The exciting news this week is ripe tomatoes! We know you have all been waiting and waiting, and this is really just a small bit of the very first, still nothing to write home about; nevertheless, as some of you saw at this weekend’s open farm, the tomato planting is massive this year, so there will be no shortage of everyone’s favorite garden vegetable. Since things are just getting started, we will be picking off the cherry tomatoes for the next couple of weeks. After that, all of our farm pick-up members can pick from these every week at pick-up if they desire. Likewise, the cut-flower bed, a project idea that barely came together this year, is flowering nicely, albeit only a handful of varieties. Feel free to ask for help cutting some flowers to take home if you’d like, or ask our expert bouquet man, our oldest son Olorin, to pick one for you. Olorin has brought a small amount of cut flower bouquets to each and every farmer’s market this year, a business he has enjoyed and is considering expanding next year! Maybe with his help we will have a wider selection of flowers for the u- pick flower patch next year!  And it is almost canning time; once the tomatoes hit full speed, we will let all of you know about extra picking for winter preservation.

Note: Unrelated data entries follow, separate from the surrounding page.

PR #236, opened 2017-08-08
Make enriched menril logs silk touchable

josephcsible:
It's rather odd to have a block that can be infinitely obtained in block form in survival, and obtained as an item from the creative inventory, but not obtainable in any way as an item in survival. Let's fix that oddity.


rubensworks:
Thanks!

PR #266, opened 2017-09-03
Fix VariableFacadeHolderConfig using the wrong implementation class

josephcsible:


rubensworks:
Oops, that's wrong indeed, thanks! :-)

PR #267, opened 2017-09-04
Fix some type-safety issues

josephcsible:


rubensworks:
Cool, thanks!

@josephcsible Any reason why you're doing all of this cleanup?
Are you implementing something on top of this?
Or do you just like cleaning up code? ;-)

josephcsible:
After a crash due to [heap pollution](https://en.wikipedia.org/wiki/Heap_pollution) caused me a lot of headaches, I'm trying to minimize the amount of raw type and unchecked cast warnings in all of the mods I use, so there's nowhere for such bugs to hide.

PR #320, opened 2017-10-23
Fix #319: override the non-deprecated version of getDrops

### LINKED ISSUE #319: [1.12] Industrial Foregoing's Plant Harvester doesn't get berries or crystalised chunks from Menril trees
I assumed the problem was with Industrial Foregoing but it's author points out the problem may be on this side in Buuz135/Industrial-Foregoing#74.

josephcsible:


josephcsible:
Also needs CyclopsMC/CyclopsCore#81

PR #332, opened 2017-10-29
Add channels

josephcsible:


src/main/java/org/cyclops/integrateddynamics/api/network/IPositionedAddonsNetwork.java
```diff
@@ -51,11 +51,12 @@
 
     public static class PrioritizedPartPos implements Comparable<PrioritizedPartPos> {
         private final PartPos partPos;
-        private final int priority;
+        private final int priority, channel;
```
rubensworks, line 54: The `compareTo` should also be extended to include this channel field, probably after the positions are compared. Even though it is not needed at the moment, in the future it may be possible to have multiple parts on the same positions, but on different channels.

src/main/java/org/cyclops/integrateddynamics/part/aspect/read/AspectReadBuilders.java
```diff
@@ -394,6 +398,15 @@ public ITemperature getOutput(Pair<PartTarget, IAspectProperties> input) {
 
     public static final class Network {
 
+        public static final IAspectPropertyTypeInstance<ValueTypeInteger, ValueTypeInteger.ValueInteger> PROPERTY_CHANNEL =
```
rubensworks, line 315: Not sure if this property is needed. I think it should only be possible for aspects to interact with things that are on the same channel as the channel its part is in.

It's indeed more flexible like this, but perhaps it's a bit too flexible. Thoughts?

src/main/java/org/cyclops/integrateddynamics/part/aspect/read/AspectReadBuilders.java
```diff
@@ -394,6 +398,15 @@ public ITemperature getOutput(Pair<PartTarget, IAspectProperties> input) {
...
+                new AspectPropertyTypeInstance<>(ValueTypes.INTEGER, "aspect.aspecttypes.integrateddynamics.integer.channel.name");
+        public static final IAspectProperties PROPERTIES = new AspectProperties(ImmutableList.<IAspectPropertyTypeInstance>of(
+                PROPERTY_CHANNEL
+        ));
+        static {
+            PROPERTIES.setValue(PROPERTY_CHANNEL, ValueTypeInteger.ValueInteger.of(IChanneledNetwork.WILDCARD_CHANNEL));
```
rubensworks, line 321: If we keep this property, it might be better to set the default channel to channel 0. Because if players want to use a different channel instead, _all_ channels will have to be updated from wildcard to something else, instead of only changing one channel 0 to something else.

src/main/java/org/cyclops/integrateddynamics/network/EnergyBatteryNetworkElement.java
```diff
@@ -62,7 +63,7 @@ public void addDrops(List<ItemStack> itemStacks, boolean dropMainElement) {
 
     @Override
     public boolean onNetworkAddition(INetwork network) {
-        return NetworkHelpers.getEnergyNetwork(network).addPosition(PartPos.of(getPos(), null), 0);
+        return NetworkHelpers.getEnergyNetwork(network).addPosition(PartPos.of(getPos(), null), 0, 0);
```
rubensworks: For consistency, use `IChanneledNetwork.DEFAULT_CHANNEL` here as well.

src/main/java/org/cyclops/integrateddynamics/core/network/PartNetworkElement.java
```diff
@@ -64,6 +64,11 @@ public int getPriority() {
     }
 
     @Override
+    public int getChannel() {
+        return hasPartState() ? part.getChannel(getPartState()) : 0;
```
rubensworks: For consistency, use `IChanneledNetwork.DEFAULT_CHANNEL` here as well.

src/main/java/org/cyclops/integrateddynamics/core/network/EnergyChannel.java
```diff
@@ -0,0 +1,90 @@
+package org.cyclops.integrateddynamics.core.network;
+
+import org.cyclops.integrateddynamics.GeneralConfig;
+import org.cyclops.integrateddynamics.api.network.IChanneledNetwork;
+import org.cyclops.integrateddynamics.api.network.IPositionedAddonsNetwork.PrioritizedPartPos;
+
+import net.minecraftforge.energy.IEnergyStorage;
+
+public class EnergyChannel implements IEnergyStorage {
+    final EnergyNetwork network;
```
rubensworks: I tend to make these things private by default, any reason why you are not doing that? (Just a question, you shouldn't change this if you have a good reason)

src/main/java/org/cyclops/integrateddynamics/core/network/EnergyChannel.java
```diff
@@ -0,0 +1,90 @@
...
+    final int channel;
+
+    EnergyChannel(EnergyNetwork network, int channel) {
```
rubensworks: Similar question here, any reason why this constructor is package-private and not just public?

rubensworks (changes requested):
Looks good! Really nice and clean implementation.

Just a few comments, feel free to comment if you don't agree with anything.

src/main/java/org/cyclops/integrateddynamics/core/network/EnergyChannel.java
josephcsible: Nothing but EnergyNetwork::getChannel should ever call it.

src/main/java/org/cyclops/integrateddynamics/core/network/PartNetworkElement.java
josephcsible: Good catch.

src/main/java/org/cyclops/integrateddynamics/part/aspect/read/AspectReadBuilders.java
josephcsible: The rest of the properties here are about the entire network, though, so shouldn't this one also be that way by default?

src/main/java/org/cyclops/integrateddynamics/core/network/EnergyChannel.java
rubensworks: That's true, but I'm just thinking in terms of extensibility. If some external mod would like to create its own energy channel for whatever reason, should it be able to use this implementation? I think the answer is yes, unless something could go wrong that way?

src/main/java/org/cyclops/integrateddynamics/part/aspect/read/AspectReadBuilders.java
rubensworks: Yes, makes sense. I thought this property had another purpose, you can ignore my comment. (and also the one in IT then)

rubensworks (approved):

src/main/java/org/cyclops/integrateddynamics/capability/network/NetworkCapabilityConstructors.java
```diff
@@ -21,12 +23,13 @@ public void onNetworkLoad(AttachCapabilitiesEventNetwork event) {
         INetwork network = event.getNetwork();
         PartNetwork partNetwork = new PartNetwork();
         EnergyNetwork energyNetwork = new EnergyNetwork();
+        IEnergyStorage energyChannel = energyNetwork.getChannel(IChanneledNetwork.DEFAULT_CHANNEL);
         event.addCapability(new ResourceLocation(Reference.MOD_ID, "partNetwork"),
                 new DefaultCapabilityProvider<>(() -> PartNetworkConfig.CAPABILITY, partNetwork));
         event.addCapability(new ResourceLocation(Reference.MOD_ID, "energyNetwork"),
                 new DefaultCapabilityProvider<>(() -> EnergyNetworkConfig.CAPABILITY, energyNetwork));
         event.addCapability(new ResourceLocation(Reference.MOD_ID, "energyStorageNetwork"),
```
josephcsible, line 31: As I look at this again, what do we even need this capability for? Can we just remove it?

rubensworks: It is indeed not used anywhere ATM, but it makes sense to have this here IMO. As the network can handle items using the standard IH capability. Maybe some other mod in the future may have a use for this. (It doesn't cause any issues to have this here in any case)

josephcsible: But wouldn't you need to use our API to even get the network object at all, before you could get its capabilities? And if you are using our API, shouldn't you pass a channel rather than getting the default one implicitly?

rubensworks: It can be convenient for mod developers, so I won't be changing it.

PR #337, opened 2017-10-31
Add rftools and rftoolscontrol constants

josephcsible:


rubensworks:
Why is this needed here? Can't this be added in compat instead?

josephcsible:
Funny, I was going to ask you the same thing. I assumed you wanted them here since the rest of compat's constants seem to live here. If not, just close this and I'll add them there with the actual change.

rubensworks:
Yes, that was an oversight on my part when porting all modcompats to IDCompat. At some point in the future this should be cleaned up, but there are plenty of more urgent things at the moment :-)

PR #344, opened 2017-11-05
Simplify the redstone clock so that duty cycles > 50% work

### LINKED ISSUE #318: [1.12.2]Redstone clock has a bug. Specal pulse setting will not outout pulse.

Our main winter preparedness goals lie in the fields. We have been working overtime to be well prepared for our second season of continued harvesting through the winter. There have been bumps in the road these last few weeks. The potatoes that had looked so good this year are now showing signs of distress. We imagine that yields will still be good, but his high cost start up crop is always leaving us wanting more. The parsnips planting we tried everything we knew to get started still hasn’t germinated, four weeks later. Notoriously hard to start, we can only try again in the cooler weather, with
hopes of smaller parsnips in early spring.

But, the planting and planning is still more positive than not, especially for us, eaters who have come to relish the flavors of these coming crops probably more than even the ubiquitous fresh tomato. Not to say these summer flavors aren’t just right for this time of year. Simple, vegetable laden dishes are fast and filling on busy summer farm days, and being able to snack on so much, from cucumbers to tomatoes, simply out of hand in the fields is a blessing. And being in the midst of abundance does wonders for the soul. Zucchinis and cucumbers and tomatoes up to our ears, a sign of the graciousness of the earth to bear fruit, and reminder to be thankful for all that we do have.